Carnets Vanteaux - J’en perds mes mots

Carnets Vanteaux - J’en perds mes mots

19 octobre 2020 - par Manon Clavaud dite NOUN 
La Parole (1938) - Victor Brauner
La Parole (1938)
Victor Brauner

Consigne :
Regarder le tableau "La Parole" de Victor Brauner.
(le tableau est de 1938 - il est conservé au Musée d’art moderne et contemporain de Strasbourg).
Écrire UNE page en "interrogeant" le tableau et en essayant d’en dégager un savoir.


J’en perds mes mots.

À tort ou à travers, mon cœur est ma raison.

Mais ma raison n’est plus et alors plus rien n’est.

J’ai le crâne en bouillie, les organes à l’envers.

À l’envers de mon ombre, on ne voit toujours rien que les yeux puissent entendre, disloqué je ne suis rien.

Je ne suis rien et pourtant, c’est en miette que mes mots, rassemblés prennent sens, et je suis à nouveau.

J’ai perdu la parole dès lors que je suis né et la retrouve un beau jour si l’on daigne s’arrêter. S’arrêter devant moi ? En voilà une idée ! Je ne puis même pas une seconde y penser.

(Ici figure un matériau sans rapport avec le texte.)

PR #867, opened 2025-07-08
Fix InconsistentDevice test

fzimmermann89:
I forgot to include the changes to the test in #859


fzimmermann89:
@lrlunin the self-hosted on push to main found it :) good job!

If only I had trigged the self-hosted test earliear. Maybe I should set it to requeired.

lrlunin (approved):

PR #871, opened 2025-07-09
Add missing dependencies

fzimmermann89:
I thought it was a built-in package. Instead, 
in most cases, this was already a dependency of our dependencies -- but not in all cases.


lrlunin:
@fzimmermann89
I have added the minimal versions of the new dependencies into the `py310_minimal`.

lrlunin (approved):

À côté de mes pompes, c’est ainsi que j’existe, et mon cœur et mes jambes sans accord dadaïste se promènent sur le fil, ce réal alité, parmi tant qui habitent ce cosmos dégenté.

Je me vois peu à peu en papier me mâcher, je m’étiole doucement, je m’apprête à tomber.

Je comprends juste alors que je suis observé par une femme magnifique, qui se tient à côté. Au même titre que moi, la voilà prisonnière d’une chimère mécanique, et sa chair en poussière. Dans un monde glacé, de violence et d’effroi, je découvre mon autre, sa moitié qui est là. Elle n’est pas toute entière comme ses gens à la guerre qui reviennent amputés de leur membres, cœur brisés. En n’ayant plus de cœur, on perd vite la parole car les maux sans l’ardeur n’ont plus rien d’un symbole. Et après toutes ses guerres, ses amours massacrées, il devient plus facile, de ne plus se parler.

Inconscient, je prends sens, dans les rêves de chacun, c’est là-bas qu’est la vie, quand sur terre il n’y a rien. Une pomme dans le ciel, Non d’une pipe ! Mais que vois-je ? Un oiseau habillé, ce doit être un mirage !

Je suis là face à toi et j’ai tout désappris, je ne sais même plus être, je me sens démuni.
Toujours ses munitions, au combat épuisées. Je m’en vais avec toi pour peut-être commencer, à nouveau à revivre, et renaître qui sait, d’un vent ivre et léger, de mes cendres envolées.

Dans un monde saccagé, la parole n’est rien, si le cœur de notre autre, ne bat pas dans nos mains.